Facile Fabrication of Sulfur/Graphene Composite for High‐Rate Lithium‐Sulfur Batteries

Abstract

Abstract A sulfur‐graphene composite (SG) is obtained by hydrothermally treating elemental sulfur powder with graphene oxide under alkaline condition. Structural and morphological analysis indicates a highly dispersed non‐crystalline state of sulfur throughout the material. Raman theoretical calculation reveals sulfur molecules in SG are identical to calculated S 8 allotrope.
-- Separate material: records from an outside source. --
PR #9120, opened 2019-06-08
--paths= in rebar3 bare compile fixes subcommand splitting on comma bug

tsloughter:
@ferd breaks down the issue here https://github.com/erlang/rebar3/issues/2102#issuecomment-500081989

But basically we need to use `--paths=` to get around an issue with how we use subscommands and getopt that can't at this time be fixed on the rebar3 side.


josevalim:

lukaszsamson:
@josevalim can you release 1.8 with this patch applied?

josevalim:
Once the .RC is out for a new version we typically stop porting bug fixes to the previous version. v1.9-rc is already out and the final should be out in a week.

PR #9121, opened 2019-06-08
iex: Autocomplete Erlang callbacks

wojtekmach:


lib/iex/lib/iex/autocomplete.ex
```diff
@@ -459,15 +459,20 @@ defmodule IEx.Autocomplete do
   end
 
   defp get_module_callbacks(mod) do
-    cond do
```
fertapric: Nitpick: you can use `with` here

```elixir
defp get_module_callbacks(mod) do
  with true <- ensure_loaded?(mod),
       {:ok, callbacks} <- Code.Typespec.fetch_callbacks(mod) do
    for {name_arity, _} <- callbacks do
      {_kind, name, arity} = IEx.Introspection.translate_callback_name_arity(name_arity)
      {name, arity}
    end
  else
    _ -> []
  end
end
```

wojtekmach: @fertapric see https://github.com/elixir-lang/elixir/pull/9110#discussion-diff-290219277R448 :D

fertapric: 😅 Ok, thanks!

fertapric:
Thanks @wojtekmach! 💜

Issue #2612, opened 2014-07-31
private and opaque types details showing up in Iex


wkhere:
Here's what we have:

``` Elixir
% cat types.ex      
defmodule Foo do
  @type   public_t :: integer
  @typep  priv_t   :: integer
  @opaque opaque_t :: integer
end
% iex               
Erlang/OTP 17 [erts-6.1] [source] [async-threads:10] [hipe] [kernel-poll:false]

Interactive Elixir (0.14.3) - press Ctrl+C to exit (type h() ENTER for help)
iex(1)> c("types.ex")
types.ex:3: warning: type priv_t() is unused
[Foo]
iex(2)> t Foo
@opaque opaque_t() :: integer()
@typep priv_t() :: integer()
@type public_t() :: integer()
```

Well opaque and private types do make a difference for dialyzer. But for clarity, shouldn't their details be silenced in IEx?

Like:

```
iex> t Foo
@opaque opaque_t()
@typep priv_t()
@type public_t() :: integer()
```

PR #9122, opened 2019-06-08
iex: Do not autocomplete private types

wojtekmach:
Ref: https://github.com/elixir-lang/elixir/pull/9110#issuecomment-498299548

> There's one thing somewhat related to this PR which is how we handle typeps, currently we display them in the list:
>
>     iex(2)> t :filelib
>     @typep filename() :: :file.name()

> but if we want to show just that type, it errors given its private:
>
>     iex(3)> t :filelib.filename
>     No type information for :filelib.filename was found or :filelib.filename is private

Btw, according to https://github.com/elixir-lang/elixir/issues/2612 we still want to list typeps, in this PR we'll just not autocomplete them.


fertapric:
Thanks @wojtekmach! 💜

PR #9125, opened 2019-06-10
Add DateTime.now!/2

wojtekmach:


lib/elixir/lib/calendar/datetime.ex
```diff
@@ -504,6 +506,39 @@ defmodule DateTime do
...
+  def now!(time_zone, time_zone_database \\ Calendar.get_time_zone_database()) do
+    case now(time_zone, time_zone_database) do
+      {:ok, datetime} ->
+        datetime
+
+      {:error, reason} ->
+        raise ArgumentError,
+              "cannot get current datetime in #{inspect(time_zone)} time zone, reason: #{
+                inspect(reason)
+              }"
```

The resulting SG cathode provides high sulfur utilization of 97.67% as it delivers an extremely high initial capacity of 1636.1 mAh g −1 at 0.2 C. Even at high rates such as 1 C and 3 C, SG still delivers excellent performance. Moreover their capacity retention is high around 64.84% and 67.86% after 50 cycles at 1 C and 3 C, respectively. It exhibits outstanding stable cycling capability, with an initial capacity at 866.9 mAh g −1 at 5 C with a remaining capacity of 385.4 mAh g −1 after 250 cycles. Such exceptional performance lay in the highly dispersed nature of amorphous sulfur, the unique three dimensional architecture of graphene coupled to its strong intimate contact with sulfur. The presented design is extremely simple, scalable and promising for future commercialization of Li−S cells.